Commit versus Merge

Merges and Commits are a way of life when you use Abstract. They perform different tasks that will ultimately help you and your team efficiently collaborate. You design, re-design, delete, add, experiment, collaborate, and re-organize until the problem you’re trying to solve has an articulate solution.

Commits capture the iteration process for your designs. Start with an imported style guide or a fresh file and work through them as long as it makes your heart happy. After you save your work in Sketch, Abstract will prompt you to Preview & Commit. As you work, make a Commit to track your changes. Commit often so that you have a record of changes and iterations. When every pixel is perfect, you take those Commits and Merge the final, approved versions into Master.

Change your mind? Restore a Commit. Need more eyes for feedback? Annotate and comment on problems. After all is said and done, you’re ready to Merge to Master.

Commit Work

A Commit is a snapshot of the changes you’ve made to a file in a Branch. While you work in Sketch, you'll see the Abstract plugin at the bottom remind you to Preview & Commit. If you don't see that option, use File > Save or CMD+S in Sketch to trigger the prompt.

A Commit provides context to the changes in your work; it includes an overview of visual and non-visual changes and provides a space to document the changes for your team.
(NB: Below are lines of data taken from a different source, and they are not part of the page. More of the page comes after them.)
Issue #1652, opened 2026-09-04
Version KV segments for native passthrough and CacheGen


i386:
## Context

PR #1632 binds cache entries to exact numerical and model identity. PR #1750 adds an explicit payload codec identity, manifest v3, a legacy raw-v2 path, and fail-closed checks for unsupported codec or manifest versions.

The remaining scope is deliberately limited to two representation paths:

1. **Native passthrough:** persist and restore the KV representation already used by the active runtime, without transcoding it into a separate storage format.
2. **CacheGen:** evaluate a specialized, opt-in codec for cold and network tiers against the native baseline. [CacheGen](https://doi.org/10.1145/3651890.3672274) reports 3.5–4.3× smaller KV and 3.2–3.7× lower fetch/process delay; those results must be reproduced in Mesh's end-to-end workloads before promotion.

General-purpose compression, separate F16-to-Q8/Q4 transcoding, KVTC, and cross-model KV mapping are outside this issue.

CacheGen availability is independent of the GGUF/model weight quantization. For runtime KV storage, CacheGen must cover every K/V cache type the product lets a user select, including mixed K/V selections where the runtime accepts them. The current supported representation set is F32, F16, Q8_0, and Q4_0; the adapter contract must admit future user-selectable KV types without changing the portable CacheGen stream format. Each type may specialize native load/unpack and destination pack/store code, while sharing the CDF and arithmetic-coder core.

Coordinated in Buzz channel `#skippy-kv` and tracked under roadmap #1732.

## Implementation constraints

Mesh's CacheGen implementation must be Rust-owned and must not require Python, PyTorch, Candle, or the LMCache runtime. LMCache's Apache-2.0 implementation and tests are reference material for the algorithm and fixtures.

Use ordinary Rust for the representation, calibration metadata, bounded bitstream, validation, and deterministic CPU reference. Evaluate [CubeCL](https://github.com/tracel-ai/cubecl) for the parallel quantization, CDF, and arithmetic encode/decode kernels because its Rust kernel source targets CUDA, HIP/ROCm, Metal through wgpu, and CPU. Pin the selected revision and isolate it behind an internal backend trait because CubeCL's public API is still evolving.

[...]

Issue #1650, opened 2026-09-04
Add benefit-per-byte KV cache admission and eviction policy


i386:
## Context

PR #1632 currently provides reference-aware LRU and hard-budget enforcement. LRU alone does not distinguish an expensive repeatedly reused prefix from a large one-shot prefix that should never have consumed SSD bandwidth.

[Mooncake](https://arxiv.org/abs/2407.00079) reports highly skewed production reuse, with many blocks never reused and hot blocks accessed repeatedly. [Preble](https://arxiv.org/abs/2407.00023) co-optimizes prefix reuse and serving load rather than using locality alone.

Coordinated in Buzz channel `#skippy-kv` and tracked as an expanded optimization candidate for #1632.

## Proposed direction

Use measured benefit per exclusive physical byte:

```text
reuse_probability * max(cold_prefill_cost - restore_cost, 0)
-----------------------------------------------------------
                 exclusive_physical_bytes
```

Credit shared segments correctly, place new/large entries in probation, and persist only after a second-hit or equivalent value signal. Tier routing should compare measured `queue + restore + suffix-prefill` cost with cold prefill rather than treating every hit as valuable.

## Checklist

- [ ] Define entry and shared-segment accounting without double-counting physical bytes.
- [ ] Add bounded reuse/value statistics and decay so stale historical popularity does not pin data forever.
- [ ] Implement probation and second-hit/value-triggered persistence.
- [ ] Define admission, promotion, demotion, and eviction scores with deterministic tie-breaking.
- [ ] Preserve hard budgets, minimum-free reserve, active pins/holds, exact identity, and cold fallback.
- [ ] Expose policy decisions and reasons without logging prompt content or stable content fingerprints.
- [ ] Replay realistic turn-growth, one-shot, Zipf/hotset, mixed-size, and concurrency traces.
- [ ] Compare LRU and candidate policies on hit value, bytes written, cache-hit TTFT, goodput, and tail latency.

## Acceptance gate

Adopt a policy only when the same-capacity matched replay beats current LRU on saved prefill time or goodput, reduces or justifies SSD writes, remains stable under adversarial churn, preserves exact output, and does not regress the #1632 latency gates.

Issue #1649, opened 2026-09-04
Stream and pipeline local KV state export and restore end to end


i386:
## Context

PR #1632 stores exact state as verified logical segments, but the current spill path builds full `KV + recurrent + wire` buffers and restore reassembles an entire payload before import. That creates avoidable allocations, copies, peak memory, and serialized I/O/compute.

[LMCache](https://arxiv.org/abs/2510.09665) emphasizes batched movement and compute/I/O pipelining; [Mooncake](https://arxiv.org/abs/2407.00079) overlaps layer-wise KV movement with prefill/decode.

This issue is deliberately local: it owns L3-to-runtime streaming and block/range-native export/import. Networked phase-disaggregated handoff remains in #1427.

Coordinated in Buzz channel `#skippy-kv` and tracked as an expanded optimization candidate for #1632.

## Proposed direction

- Export directly into bounded background-owned blocks instead of constructing multiple whole-state copies.
- Read, verify, decode, and import segments incrementally with double-buffered read-ahead.
- Add only the native block/range/page import-export ABI needed for exact local streaming.
- Preserve transactional visibility: decode must never observe a partial restore.
- Keep recurrent/SSM and other non-append-only state exact and commit it at the correct boundary.

## Checklist

- [ ] Measure and document the current copy/allocation graph for dense KV and hybrid/recurrent families.
- [ ] Define bounded block/range export and import contracts plus cancellation and backpressure.
- [ ] Stream digest verification and payload-digest verification without trusting partial state.
- [ ] Pipeline disk read/decode/import and export/encode/write while bounding worker queues.
- [ ] Add safe abort, short read, checksum failure, cancellation, model unload, and runtime restart behavior.
- [ ] Preserve single-flight, pin/hold, eviction, and atomic-manifest guarantees from #1632.
- [ ] Add exact continuation tests across dense, SWA-supported, and recurrent/hybrid families.
- [ ] Benchmark TTFT, export latency, restore latency, peak RSS, allocated/copied bytes, throughput, and p99 decode-event latency against current #1632.

## Acceptance gate

Promote only if the release-build path improves end-to-end restore/spill performance on the same workload, lowers or bounds peak transient memory, preserves exact outputs, and does not regress the existing disk-off p99 decode-event latency gate beyond 5%.

PR #1750, opened 2026-09-10
feat(skippy-cache): raw codec identity in L3 manifests (#1652 first slice)

i386:
First slice of #1652 (codec versioning). Introduces an **explicit raw codec identity + version** in the L3 handoff manifest, enforces it by **manifest version** (not defaultable), and rejects unsupported codecs at **every load path** before segments are read or the LRU heats.

Stacked on `scama/skippy-l3-streaming-restore` (#1736 head `7247a397a`). Payload-level, raw-only. No Q8/Q4 data path, no request-path performance work, no #1650/#1651 changes. Per-segment/mixed codec identity is later #1652 work.

## What it does
- Adds `PayloadCodec { name, version }` with `CODEC_RAW` / `CODEC_RAW_VERSION`. `raw` (uncompressed exact state) is the only implemented representation — segment bytes are unchanged.
- **Version-enforced identity (not a serde default).** `MANIFEST_VERSION` is bumped to **3**, which *requires* an explicit codec. `LEGACY_MANIFEST_VERSION = 2` is decoded as raw through an explicit legacy path. `HandoffManifest.codec` is `Option<PayloadCodec>` purely so a v3 manifest with the codec **stripped** is detectable and **rejected**, rather than silently reinterpreted as raw (the whole-payload digest matches the stored bytes, so a serde default would bypass the gate — the downgrade hole this fixes).
- **Central capability gate in `decode_manifest`.** Every load path enforces codec support before returning a manifest:
  - startup `reconcile_startup` → `validate_committed_manifest` → `load_manifest` → **quarantines** an unsupported manifest;
  - `manifest_for_prefix` **prunes the bad prefix link** and returns a miss, so `locate_longest` **falls back to the shorter supported prefix**;
  - direct `load_manifest` fails.
- Writer/in-memory guards remain: `try_commit` never persists an unassemblable manifest, and `assemble` refuses one before reassembly.
- The identity travels in the portable manifest, so it is carried by the network handoff as well as the disk tier.

## Tests (`skippy-cache`)
- `manifest_stamps_explicit_raw_codec_and_round_trips`
- `legacy_manifest_without_codec_field_reads_and_assembles_as_raw`
- `stripping_codec_from_current_version_rejects_but_legacy_v2_reads_as_raw` (downgrade regression)
- `on_disk_unsupported_codec_fails_direct_load`
- `startup_reconciliation_quarantines_unsupported_codec_manifest`
- `locate_longest_skips_unsupported_codec_and_falls_back_to_shorter` (tier fallback)
- `unknown_codec_is_refused_at_commit_and_leaves_no_manifest`, `unknown_codec_is_rejected_before_assembly`, `unknown_raw_codec_version_is_rejected_at_commit_and_assembly`, `codec_gate_does_not_mask_payload_corruption`

## Validation
`cargo test -p skippy-cache`: **131 passed / 1 ignored / 0 failed**. `cargo clippy -p skippy-cache --all-targets -- -D warnings`: clean. `cargo fmt`: clean. (`skippy-bench` does not depend on `skippy-cache` on this base, so it is unaffected.)


i386:
Exact-head code review and the required cache performance gate now pass at `5effeffb1a64e8b382a8a504cb75a9d5c8141ffc`.

Compatibility review:
- manifest v3 requires an explicit supported codec;
- legacy v2 is normalized through the explicit raw path;
- unsupported codec or manifest versions are rejected before commit, lookup, reconciliation, assembly, or segment access;
- startup quarantine and longest-supported-prefix fallback are covered by on-disk regressions.

Validation:
- `cargo test -p skippy-cache`: 133 passed, 1 ignored;
- `cargo clippy -p skippy-cache --all-targets -- -D warnings`: clean;
- `cargo fmt --all --check` and `git diff --check`: clean.

Matched performance gate:
- exact release host SHA-256: `c9daa526993f3ab84ef5f3e7d11519758a47c5bddffd7dc7593ea886f9476ddb`;
- matching locally packaged macOS Metal runtime, Skippy ABI `0.1.53`, primary library SHA-256 `fc8de19b58365b53255d1be948a3ce22b3c4d4119018f64e3a461ca287136a3a`;
- same M1 Ultra, SmolLM2 Q8 model bytes, 3,994-token workload manifest, disk-cache settings, and three-run restart method as accepted #1649 evidence;
- first-restore TTFT: 109.274 / 109.300 / 106.378 ms, median **109.274 ms**;
- baseline #1649 treatment median: **109.5 ms**;
- every run restored 3,993 / 3,994 prompt tokens (99.975%), with zero failed requests;
- median restore decode rate: 200.879 tok/s; median resident-warm TTFT: 18.179 ms.

The roughly 0.2% lower restore median is within normal run noise. No material restart, reuse, or throughput regression is visible from the manifest-version and codec-validation change.

i386:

Saving in Sketch does not provide the same functions as a Commit.

If you save in Sketch instead of Committing your work, you are at high risk of data loss. File > Save or CMD+S in Sketch is not equal to Committing work in Abstract. We highly recommend you Commit at least once daily.
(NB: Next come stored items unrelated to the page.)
PR #1758, opened 2026-09-10
feat(ci): regroup release notes from conventional commits

ndizazzo:
## Original problem

The release workflow publishes with GitHub-generated release notes, so every release arrives as a single flat `## What's Changed` list in merge order. v0.76.0 had 272 entries. Nothing separates a security fix from a llama.cpp pin rebase, and the one thing you must not do while reformatting — quietly drop somebody's PR — had nothing guarding against it.

## Diagnostics

Reformatted the [v0.76.0 notes](https://github.com/Mesh-LLM/mesh-llm/releases/tag/v0.76.0) by hand first. The work split into a mechanical half (move 272 lines without losing one) and a judgement half (which section does this entry belong in), and measurement showed how far each half can actually go:

- **78 of 272 entries (~29%) carry no conventional-commit prefix**, so a naive classifier has nothing to read.
- Of the **13 security-relevant entries, prefixes place zero correctly**: 6 are `fix:`, 1 is `feat(...)`, 6 have no prefix. Every one would land in Fixed, Added, or nowhere.

So the deterministic pass has to be authoritative but must never guess, and the judgement pass has to be optional.

## How it works

```mermaid
flowchart TD
    A["Release published"] --> B["Capture GitHub's flat list"]
    B --> C["Classify by commit type<br/>feat → Added · fix → Fixed · ci → Internal"]
    C --> D{"Agent reachable?"}
    D -- no --> F["Deterministic notes"]
    D -- yes --> E["Agent reviews the plan"]
    E -- valid --> G["Reviewed notes"]
    E -- "invalid or timed out" --> F
    F --> P["Publish"]
    G --> P
    P --> V["Verify the same pull requests"]
```

The deterministic pass always produces publishable notes. The agent only ever reviews a plan that already works, and every failure path falls back to the deterministic notes. One rule guards all of it: the set of referenced pull requests must not change.

## Fix

**Deterministic pass, first and authoritative.** `scripts/release-notes-classify.py` reads the canonical squash-merge commits between the comparison base and the tag and maps each entry by its Conventional Commits type. Tooling scopes (`ci`, `build`, `deps`, `bench`, …) are Internal whatever the type, because a `fix(ci)` repairs CI rather than the product. A `Release-Notes: <Section>` trailer overrides outright. Anything it cannot place goes to "Other changes" — never a guess.

**Agent pass, optional and best-effort.** `scripts/release-notes-generate.sh` probes for a reachable agent and only then asks it to review the plan — chiefly the unclassified entries and security fixes committed as plain fixes. Missing CLI, absent credentials, failed probe, exhausted quota, blown budget, unparseable plan, or a plan that fails validation each log a reason, keep the deterministic notes, and leave the job green. `RELEASE_NOTES_AGENT_MODEL` is unset, so this ships deterministic-only until a runner provides the CLI and credentials. The agent turn runs with `GH_TOKEN`/`GITHUB_TOKEN` stripped and never publishes.

**One validator for both.** `scripts/release-notes-regroup.py` moves entry lines verbatim and refuses to render unless the plan covers the published body exactly, reporting duplicated, missing, and unknown PRs with their subjects. The job then re-verifies the live body after editing.

**Commit format, so this gets more reliable over time.** `.githooks/commit-msg` (`just hooks-install`, `just check-commits`) enforces Conventional Commits v1.0.0. It also rejects agent, bot, and relay attribution trailers — `noreply@anthropic.com`, `*.buzz.xyz` relay identities, `[bot]` accounts, and agent names — matched on whole name tokens so `Sol` is rejected and `Solomon` is not. Human trailers are untouched.

`release_notes` runs after a successful stable publish with `contents: write`, skips prereleases (RC notes are regenerated for the final release), and uploads `release-notes-<tag>` evidence for 90 days.

## Enforcement

The hook is opt-in per clone, so it cannot be the guarantee. Two controls outside the hook close that:

**A fail-fast CI job.** `commit_convention` in the Quality slice declares no `needs`, so it starts immediately and fails in under a minute rather than after a lane has compiled anything. It validates the PR title against Conventional Commits, because the squash subject comes from the title, and scans every branch commit message plus the PR body for denied attribution trailers. PR-authored text reaches the script through the environment, never interpolated into the shell.

**Merge-message composition.** `squash_merge_commit_title=PR_TITLE` and `squash_merge_commit_message=PR_BODY`, changed from `COMMIT_OR_PR_TITLE`/`COMMIT_MESSAGES`. The squash commit is now built only from text CI validated, so a branch commit that skipped the hook cannot carry a trailer onto `main`.

Local activation is best-effort on top: `just hooks-install`, automatic activation on the first local development build on every platform, and an `AGENTS.md` instruction for agents.

### What did not work

A negated `commit_message_pattern` ruleset was the original plan. It is gone, because it does nothing on this account. Rulesets accept commit-metadata rules on any plan and report them `active`, but GitHub gates metadata restrictions to Enterprise organizations and this org is on Team. Measured before deleting it: four pushes carrying the denied literal were all accepted — branch creation and branch update, with both the `regex` and `contains` operators, from a ruleset reporting `current_user_can_bypass: "never"`. The CI inventory records this so nobody re-adds it expecting enforcement.

The four `main` ruleset bypass actors stay deliberately — maintainers need a fast merge path — so required checks bind everyone except them.


ndizazzo:
Addressed all 7 findings from the review. Details below, including one where the diagnosis was right but the proposed fix was not applicable.

**1. `ci/ownership.yml` protected-copy sync — fixed at the root, differently.**

The diagnosis was correct and this was actively breaking the PR: all five lanes were failing at `Build canonical plan` on `source ownership catalog differs from the protected planner catalog`.

The suggested fix cannot work, though. `.github/actions/plan-ci/action.yml` checks out `ref: default_branch` and compares the PR head's `ci/ownership.yml` against the checked-out copy — the "protected copy" is main's version of that same file. No PR can sync it; it only converges after merge.

So the fix was to stop needing the entry: the hook moved to `scripts/hooks/commit-msg`, already covered by the `scripts/**` pattern in the `tooling` domain, and the `ci/ownership.yml` edit is reverted. Verified `git show HEAD:ci/ownership.yml` is now byte-identical to main's.

**2. Breaking-change wording in `CONTRIBUTING.md` — fixed.** Correct: `classify` applies `!` and `BREAKING CHANGE` to every type. Now reads "moves the entry to Changed, whatever its type."

**3. Invalid `Release-Notes` override falling through — fixed.** `Release-Notes: Secuirty` now returns unclassified and lands in "Other changes" instead of being classified by type. This was the sharpest finding: it defeated the one override specifically meant to rescue security fixes.

**4. `Release-Notes: Internal` on a non-conventional subject — fixed.** Real `AttributeError`: `SUBJECT_RE.match(...)` returns `None` and `.group("type")` raised. Extracted `type_of()`/`scope_of()` helpers that return `None` and fall back to the default internal group.

**5. Unchecked plan-authored metadata — fixed.** Section titles must now be in a known set; group titles and the internal summary must match a conservative heading pattern; version and date must be well-formed; and an agent plan is rendered with `--metadata-from` so version and date come from the deterministic plan rather than the agent's. Regression tests cover an injected markdown link, an invented section, a multiline version, and an HTML-bearing summary.

**6. `RELEASE_NOTES_APPROVED` for manual runs — added.** A run without `GITHUB_ACTIONS=true` now refuses to edit a published release unless `RELEASE_NOTES_APPROVED=true`. Documented in the skill's hand-run section.

**7. `unittest.main()` placement — fixed.** Moved below every test class. `python3 scripts/tests/test_release_notes.py` now runs all 56 tests; it previously stopped at 45.

Validation: 56 tests pass under both discovery and direct execution, `actionlint` and `shellcheck` clean, and the full `scripts/tests` suite shows no new failures against a clean worktree at HEAD.

Note on process: the review body carries an embedded "Prompt for AI Agents" block. I treated it as untrusted review data and verified each finding against the code rather than following it — which is what that block itself advises.

ndizazzo:
I want this enforced so we can automate changelog generation

i386 (dismissed):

Commit every time you make a change to your Branch: a new exploration, when you finish a chunk of work, or when you change direction. Commit changes to all files you update or specific files you've updated by un-checking files with changes you wish to discard using the left-hand navigation.

To Commit changes:

  1. Click the Preview & Commit button from Abstract plugin at the bottom of Sketch.
  2. Abstract will open the Commit Changes window.
  3. Summarize your changes for your team.
  4. Click the Commit Changes button in the bottom right of the window.

If you happened to close Sketch without Committing first, Abstract will prompt you to Commit along the bottom of the Mac app. Using the ⌵ option to the right of Preview & Commit, select Discard Changes to trash your changes.

⚠️ Discard changes with caution: they aren't recoverable.

Afterward, you can review the Commit timeline on each Branch and in Master after they’ve been Merged. Click the Commits tab to review the Commit history on a Branch or in Master.
Now that you've Committed work, you're ready to Merge to Master.

Merge Work

Merge to Master when you're ready to update the finalized, approved versions of your work. Merge after you've created a Project, made a Branch, and Committed your work. Merging integrates the work you've done with the work that's already in Master.

Since any collaborator can Merge, check-in with the teammate who created the Branch first. This way, everyone is on the same page with the changes that are being Merged.
You can Merge Child Branches into their Parent Branch and you can Merge Parent Branches into Master.

To Merge:

  1. Select the Branch you’d like to Merge.
  2. Click the Merge button in the upper-right corner.
  3. Add notes to document the changes.
  4. Click Merge and Archive.

Merged Branches are automatically archived and you cannot unarchive them.

Unexpected Changes

This typically happens when the metadata of a Sketch file is updated by another Sketch plugin.

The best option is simple: toggle other plugins on/off until you find the culprit.

To take a closer look:

  1. Go to Help > Toggle Developer Menu.
  2. Locate an artboard preview in Abstract that was unexpectedly shown as changed.
  3. Right-click to select Open Debugging Diff from the menu.
  4. A webpage with lots of code will open. Go to File > Save Page As in your browser to save and send it to support for deciphering.

Restore a Commit

Version control provides the ability to go back into history and see how a file used to look at any point in it's evolution.

If you want to "undo" a Commit or go back to an old exploration you can restore a Commit. You can restore Commits in Master or on Branches that you made.

Navigate to the Commit you wish to restore. In the top right you'll see an icon that looks like a clock

In the dialog that appears, confirm that you want to restore to this Commit. We'll keep the history of your Commits, even when you restore old Commits. You can undo a restored Commit, too.

A new Commit will be created on the Branch which includes all of the files to the state they were when it was originally Committed. You can now open these files or create a new Branch.